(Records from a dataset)
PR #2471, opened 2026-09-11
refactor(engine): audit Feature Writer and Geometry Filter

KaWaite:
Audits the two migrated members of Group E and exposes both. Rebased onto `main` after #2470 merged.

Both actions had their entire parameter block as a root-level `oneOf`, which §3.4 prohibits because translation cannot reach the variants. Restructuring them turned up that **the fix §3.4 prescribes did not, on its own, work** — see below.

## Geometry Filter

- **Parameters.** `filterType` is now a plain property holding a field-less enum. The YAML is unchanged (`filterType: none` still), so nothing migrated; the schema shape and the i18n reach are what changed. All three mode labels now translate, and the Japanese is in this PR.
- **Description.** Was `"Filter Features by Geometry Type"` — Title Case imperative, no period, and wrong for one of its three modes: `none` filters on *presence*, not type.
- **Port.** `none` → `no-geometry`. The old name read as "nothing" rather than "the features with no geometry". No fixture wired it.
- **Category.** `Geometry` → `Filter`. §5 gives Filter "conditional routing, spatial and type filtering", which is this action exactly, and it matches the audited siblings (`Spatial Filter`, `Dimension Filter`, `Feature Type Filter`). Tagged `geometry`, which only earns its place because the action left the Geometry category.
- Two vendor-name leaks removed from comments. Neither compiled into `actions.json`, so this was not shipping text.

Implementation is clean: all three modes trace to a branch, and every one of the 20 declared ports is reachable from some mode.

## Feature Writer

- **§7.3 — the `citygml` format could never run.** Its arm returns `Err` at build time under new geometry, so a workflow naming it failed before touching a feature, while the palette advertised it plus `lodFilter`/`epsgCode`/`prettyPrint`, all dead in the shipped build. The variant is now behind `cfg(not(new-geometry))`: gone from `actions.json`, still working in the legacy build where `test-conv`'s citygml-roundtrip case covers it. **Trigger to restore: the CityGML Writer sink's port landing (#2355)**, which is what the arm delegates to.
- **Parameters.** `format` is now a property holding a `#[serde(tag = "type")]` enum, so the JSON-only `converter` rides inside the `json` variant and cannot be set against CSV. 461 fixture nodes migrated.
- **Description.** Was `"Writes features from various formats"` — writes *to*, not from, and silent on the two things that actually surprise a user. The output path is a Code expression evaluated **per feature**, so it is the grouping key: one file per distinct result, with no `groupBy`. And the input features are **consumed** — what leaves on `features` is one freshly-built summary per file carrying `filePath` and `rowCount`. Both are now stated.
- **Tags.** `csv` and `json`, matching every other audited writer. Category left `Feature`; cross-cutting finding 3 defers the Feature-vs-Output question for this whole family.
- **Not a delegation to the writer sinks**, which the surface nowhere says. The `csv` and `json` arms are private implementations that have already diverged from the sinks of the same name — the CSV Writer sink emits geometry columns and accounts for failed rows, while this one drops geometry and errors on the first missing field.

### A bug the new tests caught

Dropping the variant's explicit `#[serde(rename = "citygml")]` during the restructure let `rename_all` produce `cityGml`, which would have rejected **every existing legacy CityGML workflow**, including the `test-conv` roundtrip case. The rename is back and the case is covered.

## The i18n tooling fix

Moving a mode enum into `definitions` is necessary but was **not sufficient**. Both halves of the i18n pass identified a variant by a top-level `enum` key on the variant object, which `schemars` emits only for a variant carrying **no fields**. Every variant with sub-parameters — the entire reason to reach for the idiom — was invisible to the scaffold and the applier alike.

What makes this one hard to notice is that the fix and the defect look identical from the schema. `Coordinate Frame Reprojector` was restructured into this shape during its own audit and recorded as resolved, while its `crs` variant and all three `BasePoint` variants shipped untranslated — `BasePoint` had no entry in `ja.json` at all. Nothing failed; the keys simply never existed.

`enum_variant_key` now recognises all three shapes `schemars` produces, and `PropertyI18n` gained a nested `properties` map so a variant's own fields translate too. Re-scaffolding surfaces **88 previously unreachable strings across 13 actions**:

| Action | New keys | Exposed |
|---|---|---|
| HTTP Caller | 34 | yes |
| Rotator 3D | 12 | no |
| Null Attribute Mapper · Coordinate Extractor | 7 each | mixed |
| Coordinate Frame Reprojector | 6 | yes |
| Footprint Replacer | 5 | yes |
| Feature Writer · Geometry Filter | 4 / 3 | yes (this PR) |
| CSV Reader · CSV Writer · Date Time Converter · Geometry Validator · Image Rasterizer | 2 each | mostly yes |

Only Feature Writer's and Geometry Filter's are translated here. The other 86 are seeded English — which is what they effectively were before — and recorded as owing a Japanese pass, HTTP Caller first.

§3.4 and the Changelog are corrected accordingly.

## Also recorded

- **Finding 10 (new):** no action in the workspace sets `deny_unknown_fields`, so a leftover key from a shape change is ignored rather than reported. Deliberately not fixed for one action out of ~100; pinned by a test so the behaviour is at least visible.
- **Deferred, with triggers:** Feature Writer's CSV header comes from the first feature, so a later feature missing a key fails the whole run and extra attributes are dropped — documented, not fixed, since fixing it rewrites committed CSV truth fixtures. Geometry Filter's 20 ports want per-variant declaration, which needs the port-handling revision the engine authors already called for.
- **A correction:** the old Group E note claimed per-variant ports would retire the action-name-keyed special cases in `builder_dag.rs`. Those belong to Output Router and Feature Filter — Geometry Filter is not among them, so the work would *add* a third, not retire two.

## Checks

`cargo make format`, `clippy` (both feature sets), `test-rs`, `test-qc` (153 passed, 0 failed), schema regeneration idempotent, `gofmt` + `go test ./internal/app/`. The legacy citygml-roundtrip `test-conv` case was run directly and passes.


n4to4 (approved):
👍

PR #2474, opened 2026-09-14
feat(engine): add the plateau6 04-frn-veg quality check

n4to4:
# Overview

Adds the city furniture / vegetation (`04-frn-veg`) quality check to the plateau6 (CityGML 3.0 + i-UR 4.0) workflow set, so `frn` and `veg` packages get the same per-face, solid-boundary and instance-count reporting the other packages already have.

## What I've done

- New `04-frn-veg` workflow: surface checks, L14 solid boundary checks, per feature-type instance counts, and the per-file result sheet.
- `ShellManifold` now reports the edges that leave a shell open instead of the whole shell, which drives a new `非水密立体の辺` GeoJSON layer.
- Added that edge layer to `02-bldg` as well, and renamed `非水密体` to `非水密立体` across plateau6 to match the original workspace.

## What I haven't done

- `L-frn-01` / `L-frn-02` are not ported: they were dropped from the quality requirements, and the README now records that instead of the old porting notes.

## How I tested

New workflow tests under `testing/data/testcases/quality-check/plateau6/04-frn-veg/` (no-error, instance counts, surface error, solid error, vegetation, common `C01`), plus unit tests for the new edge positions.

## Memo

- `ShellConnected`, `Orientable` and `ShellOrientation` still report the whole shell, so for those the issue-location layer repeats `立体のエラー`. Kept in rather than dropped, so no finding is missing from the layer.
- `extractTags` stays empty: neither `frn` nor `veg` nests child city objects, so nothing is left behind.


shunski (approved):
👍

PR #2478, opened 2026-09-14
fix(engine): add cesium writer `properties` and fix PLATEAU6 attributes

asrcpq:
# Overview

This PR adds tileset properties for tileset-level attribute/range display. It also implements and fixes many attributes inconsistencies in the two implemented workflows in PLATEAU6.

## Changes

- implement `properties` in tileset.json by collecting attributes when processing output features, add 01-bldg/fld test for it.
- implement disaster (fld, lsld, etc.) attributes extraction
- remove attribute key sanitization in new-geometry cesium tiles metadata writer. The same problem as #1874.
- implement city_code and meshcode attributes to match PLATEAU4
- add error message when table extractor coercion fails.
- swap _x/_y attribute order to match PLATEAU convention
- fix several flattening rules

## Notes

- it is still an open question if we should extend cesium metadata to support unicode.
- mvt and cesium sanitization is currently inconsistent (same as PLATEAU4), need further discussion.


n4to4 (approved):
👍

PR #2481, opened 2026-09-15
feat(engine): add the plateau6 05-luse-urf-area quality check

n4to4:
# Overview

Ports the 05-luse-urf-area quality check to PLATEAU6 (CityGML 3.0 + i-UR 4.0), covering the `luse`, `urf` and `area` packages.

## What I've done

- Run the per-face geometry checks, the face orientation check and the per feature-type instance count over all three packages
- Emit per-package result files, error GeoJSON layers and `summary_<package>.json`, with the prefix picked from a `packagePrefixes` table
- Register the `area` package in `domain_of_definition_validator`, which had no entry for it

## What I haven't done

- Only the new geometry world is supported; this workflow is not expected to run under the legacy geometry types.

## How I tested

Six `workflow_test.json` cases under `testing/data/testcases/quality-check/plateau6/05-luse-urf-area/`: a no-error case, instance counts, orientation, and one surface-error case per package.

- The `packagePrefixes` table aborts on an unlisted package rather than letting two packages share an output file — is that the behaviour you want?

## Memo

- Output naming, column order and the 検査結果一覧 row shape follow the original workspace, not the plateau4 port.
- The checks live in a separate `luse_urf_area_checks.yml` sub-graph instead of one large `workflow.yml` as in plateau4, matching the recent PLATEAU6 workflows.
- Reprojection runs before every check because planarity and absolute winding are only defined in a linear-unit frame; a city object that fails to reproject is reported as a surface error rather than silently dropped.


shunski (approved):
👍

• [Task brief]: Run a filter over the data above and keep each line that contains the word "cannot".

• [Response to this task]:
Both actions had their entire parameter block as a root-level `oneOf`, which §3.4 prohibits because translation cannot reach the variants. Restructuring them turned up that **the fix §3.4 prescribes did not, on its own, work** — see below.
- **Parameters.** `format` is now a property holding a `#[serde(tag = "type")]` enum, so the JSON-only `converter` rides inside the `json` variant and cannot be set against CSV. 461 fixture nodes migrated.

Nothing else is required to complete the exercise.